Should the GOP care that they are losing the PR battle?
With voter moods so volatile, it begs the question: Even though several recent polls show that the American people overwhelmingly support Obama's stand on taxing the rich, should the GOP cave on the issue to avoid being blamed for going over the fiscal cliff?
Polling shows strong support for Obama's position. According to a Wall Street Journal/NBC survey released late Wednesday, three-quarters of Americans say they would accept raising taxes on the wealthy to avoid the cliff.
Among Republicans, some 61 percent say they would accept tax increases on high earners.
An ABC News-Washington Post poll released Tuesday indicted that nearly half of Americans approve of Obama's handling of the negotiations versus the quarter of respondents who approved of Boehner's.

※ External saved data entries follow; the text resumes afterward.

Issue #77, opened 2025-06-23
Avoid Resetting the Game when Caret Browsing is Enabled


packardbell95:
# Problem
[nobo shared a recording of a runthrough he played](https://forum.agoraroad.com/index.php?profile-posts/50036/) that resulted in the game resetting on him on floor 40 when he opened a chest:

| <img src="https://github.com/user-attachments/assets/4ca26592-8f67-495e-8604-26a30894eb0f" width="300"> |
| --- |
| Upon opening a treasure chest, the game is reset |

Upon closer examination, it seems that nobo had [caret browsing enabled](https://www.microsoft.com/en-us/edge/learning-center/what-is-caret-browsing?msockid=26dec50a313e68462a51d31e306e6941&form=MA13I2) which allows a user to navigate a webpage's elements with the arrow keys on a keyboard and to click links with the Enter key. Because these keys are also used for navigating and operating menus in the game, nobo managed to unintentionally highlight and activate the RESET link which immediately obliterates the current game:

| <img src="https://github.com/user-attachments/assets/5d296f43-6381-4f86-a8eb-2dbc475ce5f6" width="300"> |
| --- |
| The moment when unintentional disaster strikes nobo |

# Solution
We should place the game options in a menu that exists within the game itself. So instead of having "Title", "Reset", and "Disable Music" on the screen as clickable links, we could have a Game Options menu that appears during gameplay if the player hits Escape. Then, in an in-game menu, they could choose an option intentionally, which would completely avoid any accidental clicks

| <img src="https://github.com/user-attachments/assets/2dccda31-dd08-421b-89d1-6d27d5f05d42" width="300"> |
| --- |
| A mockup of what a Game Settings menu might look like |

Resetting the game or returning to the title should also include at least one confirmation check to make sure that the player really does want to perform those actions. Games historically have had one or more of these checks to give the player some time to consider their actions

| <img src="https://github.com/user-attachments/assets/2e3e7cce-a925-4b4c-9b5e-83aab3d882b0" width="300"> |
| --- |
| Kirby Super Star for the SNES includes multiple prompts before allowing game data to be erased |

We could simply remove the Reset function altogether, though this may be wanted later on if we [persist gameplay in the browser's localstorage in the future](https://github.com/packardbell95/tardquest/issues/75)

PR #78, opened 2025-06-25
Move Options Into the In-Game Menu System

packardbell95:
- Removed TITLE, RESET, and DISABLE/ENABLE MUSIC links from the HTML interface
- Added a GAME SETTINGS menu that's accessible by pressing Escape
- Ending the game by either resetting or returing to the title is now blocked by confirmation menus
- Fixed a bug where persuasion attempts were not reset during mimic fights (if you fought a mimic and exhausted your persuasion attempts, then fought another mimic as the next enemy, you would start the fight with no persuasion attempts remaining)
- Added an `escapeDisabled` flag onto menus which, when enabled, will prevent a player from exiting a menu by pressing the Escape key
  - Added this flag onto the Stat Allocation menu to prevent players from abandoning their unspent points
- Added a Nobo wall that appears on Floor 40
- Code cleanup
  - Indented HTML syntax
  - Removed unused `return options;` statements

This PR closes https://github.com/packardbell95/tardquest/issues/77

### DIFF
--- a/src/game.htm
+++ b/src/game.htm
@@ -478,6 +478,10 @@
             padding-top: 9px;
         }
 
+        .menus > p:first-child {
+            margin-top: 0;
+        }
+
         #controls {
             font-size: 14px;
             height: 130px;
@@ -509,7 +513,8 @@
             color: #f19b32;
         }
         .wall,
-        .gloryWall {
+        .gloryWall,
+        .noboWall {
             color: #e9ff00;
         }
         .floor {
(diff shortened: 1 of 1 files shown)


TheMilkMan6669 (approved):
All seems to be in working order. Love the nobo easter egg as well.

src/game.htm
packardbell95, line 1: Good catch. I didn't notice this cutoff

Issue #76, opened 2025-06-23
Persist Gameplay Setting in Localstorage


packardbell95:
Game settings should be saved in [the browser's localstorage](https://developer.mozilla.org/en-US/docs/Web/API/Window/localStorage) so that they don't have to be changed on every new playthrough. Currently this only involves disabling music, though we should provision the settings as an object to accommodate any future settings as well (eg: disabling sound effects, reducing animations, or whatever else)

This location would be distinct from gameplay data that may be introduced in https://github.com/packardbell95/tardquest/issues/75

Issue #72, opened 2025-06-21
Add fully randomized party responses


TheMilkMan6669:
Currently, when using the TALK function, a random party member will pick a random preset message to respond with in the battle log. This gets very old very fast and is a gimmick mechanic that you end up dropping immediately.

We could have it so messages are structured into "word slots". Each slot will pull from a pool of words or word groups at random and create a fully randomized message. Of course, the end result will look stupid as hell, and that's exactly what it should be. Example...

Slot 1 has these available words: "You, I, What"
Slot 2: "Are, Aren't, Can't"
Slot 3: "Gay, A total dumbass, A pot roast"
Result: "--you pull out your translator-- You are a pot roast?"

It doesn't necessarily need to be limited to 3 slots, but structurally, that might make the most sense. This would have to be played around with. Each enemy could have their own unique sets of pools to pull from as well to make their individual responses a little more unique from each other. Like the Lughead could just have a vocabulary of nonsense caveman noises or something.

To push things further, we could use something like [BetterSAM](https://imrane03.github.io/better-sam/) to vocally play these messages out. Or we could just record the words with our own voices and bitcrush the hell ouf of them, whatever ends up being preferred.

PR #80, opened 2025-06-29
New dialogue system + localstorage settings

TheMilkMan6669:
This includes the new dialogue system we discussed where when using the TALK function while you have party members, instead of pulling a random preset static message, it will instead pull random words from word/phrase pools and insert them into wordslots to create a sentence. Now you will have brilliantly nonsensical and braindead randomized dialogue such as the following:

Screenshot 2025-06-28 170659
Screenshot 2025-06-28 181621

Under the enemies object, you can easily define a specific set of word/phrase pools for specific enemies. Any that don't have their own unique set will use the default fallback set instead. I adjusted the battlelog text gradient as well (which is _not_ demonstrated in the first screenshot).

I've once again changed how the textbox is presented as well.

Screenshot 2025-06-28 183713

I've also added a toggle for level up animations via the settings menu, and implemented localstorage persistence for that and the music toggle.

Issues #76 and #72 will be left unresolved for now, because I'm sure we'll still want to add more settings to add localstorage to and we may still want to add TTS playback to the party dialogue in the future.

### DIFF
--- a/src/game.htm
+++ b/src/game.htm
@@ -449,18 +449,18 @@
         #inputBox input {
             color: white;
             font-size: 13px;
-            width: 600px;
+            width: 672px;
             height: 2px;
             z-index: 9;
             background-color: #000;
-            border: 3px dotted #A23AB4;
+            border: 2px solid #ffffff;
             padding: 10px;
             font-size: 16px;
             border-radius: 0px;
             text-align: left;
             position: absolute;
-            top: 125px;
-            left: 58px;
+            top: 117px;
+            left: 28px;
             outline: none;
         }
 
@@ -6577,6 +6577,13 @@
                 hp: 13,
                 attack: [2, 5],
                 bitcoins: 4,
+                talkSlots: [
+                    ["Sss...", "Hrk!", "Glorp", "Snail"],
+                    ["you", "I", "we", "that guy", "snail"],
+                    ["am", "is", "are", "was", "snail", "violated"],
+                    ["slimy", "slow", "fast", "hungry", "snail", "the law"],
+                    ["?", "!", "!!!", "?!", "...", ".",]
+                ]  
             },
             {
                 id: "stupidDog",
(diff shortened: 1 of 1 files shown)


src/game.htm
```diff
@@ -7257,6 +7272,23 @@
...
+            const eatRat = localStorage.getItem("eatRatAnimationEnabled");
+            if (eatRat !== null) eatRatAnimationEnabled = eatRat === "true";
+            const sfx = localStorage.getItem("sfxEnabled");
+            if (sfx !== null) sfxEnabled = sfx === "true";
+        }
+
+        function saveSettings() {
+            localStorage.setItem("musicEnabled", musicEnabled);
+            localStorage.setItem("eatRatAnimationEnabled", eatRatAnimationEnabled);
+            localStorage.setItem("sfxEnabled", sfxEnabled);
```
packardbell95, line 7287: This doesn't have to change here, but just an idea for how to handle the settings:

It might be better to save everything all at once with JSON serialization:
```suggestion
            localStorage.setItem("playerOptions", JSON.encode({
                musicEnabled, eatRatAnimationEnabled, sfxEnabled
            }));
```

To undo it would basically be something like:
```javascript
const {musicEnabled, eatRatAnimationEnabled, sfxEnabled} = {...JSON.parse(localStorage.getItem("playerSettings"))};
```

We could put all of the settings into an object too:
```javascript
const PlayerSettings = JSON.parse(localStorage.getItem("playerSettings"));
```

packardbell95 (approved):
The changes look good overall:

All of the settings are saved and loaded in the browser automatically:
- ✅ Music
- ✅ SFX
- ✅ Level Up Animation

The new dialog system is a definite upgrade as well. After dozens of interactions, some notable quotes I encountered are:
- "Glorp that guy is Judge Joody?!"
- "Halt! that guy snail fast..."
- "He can't kill the Burnout Revenge on the PS2..."
- "Listen here, you need to pick your nose!"
- "She must snack on a gay?!"

Great work all around!

PR #82, opened 2025-07-06
Animated menu + NPC portraits

TheMilkMan6669:
Whenever you enter a menu or NPC interaction, the minimap area is replaced by an animated ASCII portrait. Currently this covers the settings, menu, merchant, and gambler menus. More can be added later for the submenus.

Example video:

https://github.com/user-attachments/assets/0f65b916-cf11-4282-89c8-1654b9fa4973

I also debuffed the LOAD gain when levelling END because you really just don't get heavy often enough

At the same time, Obama's public opinion rating has reached about 54 percent in the Real Clear Politics polling average, above the level where it peaked in May 2011, when bin Laden was killed.
Republicans are in a bad negotiating position, Conrad said, noting that the Democratic-controlled Senate has already passed a bill preserving tax cuts for the middle-class, leaving the Republican-controlled House standing in the way.
"And so Republicans are really in an awkward position," he said.
Boehner, meanwhile, faces increasingly conflicting pressures, from the right to hold firm, from the Republican center to be flexible and from the polls to abandon his position.
It's an eternity to 2014 and mid term elections. No one knows what the voter's mood will be like then. Given that Obamacare will be back in the news in a huge way in 2014 when much of the law is implemented (including the individual mandate), and the resulting chaos and confusion - not to mention anger over changes in coverage and cost to many American's insurance plans - will play on voter sentiment, why should Boehner cave on taxes?
The only reason he should is if he gets concrete and specific spending reductions and entitlement reform. The speaker is not going to get that, so he might as well go home and take his chances in two years when the electorate may have other things bothering them.
If he caves without the entitlement cuts, there will be a revolt that he may not survive.